Task requirements.
Your answer should be the lines of the data below that contain "think".

*** Dataset records

PR #1802, opened 2020-05-18
Added asnychronous test completed events

Samirat:
This PR adds events whenever a test is completed. Without it, you have to wait for all the results to be available before you get any feedback. When running long suites of tests, this makes it a lot more usable.

All `TestResult` objects are already processed as events by the VS Code extension, so I don't think any changes are necessary to the vscode extension. This does mean it'll see them twice, once from the asynchronous event and once from the RunTestResponse, but I don't think this has any bad effects.


Samirat:
@JoeRobich I've had this one hanging for a while, can you review or mention someone to review

src/OmniSharp.DotNetTest/VSTestManager.cs
```diff
@@ -400,43 +401,57 @@ public override async Task<RunTestResponse> RunTestAsync(string[] methodNames, s
 
                         case MessageType.TestRunStatsChange:
                             var testRunChange = message.DeserializePayload<TestRunChangedEventArgs>();
-                            testResults.AddRange(testRunChange.NewTestResults);
+                            var newResults = ConvertResults(testRunChange.NewTestResults);
+                            passed = passed &&  testRunChange.NewTestResults.Any(o => o.Outcome == TestOutcome.Failed);
```
JoeRobich, line 405: I think passed should be true if previous runs were passing and none of the new results are failing.

```suggestion
                            passed = passed && !testRunChange.NewTestResults.Any(o => o.Outcome == TestOutcome.Failed);
```

src/OmniSharp.DotNetTest/VSTestManager.cs
```diff
@@ -400,43 +401,57 @@ public override async Task<RunTestResponse> RunTestAsync(string[] methodNames, s
...
+                            }
                             break;
 
                         case MessageType.ExecutionComplete:
                             var payload = message.DeserializePayload<TestRunCompletePayload>();
                             if (payload.LastRunTests != null && payload.LastRunTests.NewTestResults != null)
                             {
-                                testResults.AddRange(payload.LastRunTests.NewTestResults);
+                                var lastRunResults = ConvertResults(payload.LastRunTests.NewTestResults);
+                                passed = passed && payload.LastRunTests.NewTestResults.Any(o => o.Outcome == TestOutcome.Failed);
```
JoeRobich, line 418: Same as above.
```suggestion
                                passed = passed && !payload.LastRunTests.NewTestResults.Any(o => o.Outcome == TestOutcome.Failed);
```

src/OmniSharp.DotNetTest/VSTestManager.cs
Samirat: Huh, I've got this change in my fork, why is it not showing up here?
https://github.com/Samirat/omnisharp-roslyn/blob/master/src/OmniSharp.DotNetTest/VSTestManager.cs

Samirat: Oh this is from a branch, let me make sure this is all up to date.

Samirat: Nice, I had only fixed one of these

JoeRobich:
@david-driscoll @mholo65 @filipw Anyone have any additional thoughts?

Samirat:
@JoeRobich Doesn't look like I can merge this myself.

JoeRobich:
@Samirat Thanks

******

Result below.
All `TestResult` objects are already processed as events by the VS Code extension, so I don't think any changes are necessary to the vscode extension. This does mean it'll see them twice, once from the asynchronous event and once from the RunTestResponse, but I don't think this has any bad effects.
JoeRobich, line 405: I think passed should be true if previous runs were passing and none of the new results are failing.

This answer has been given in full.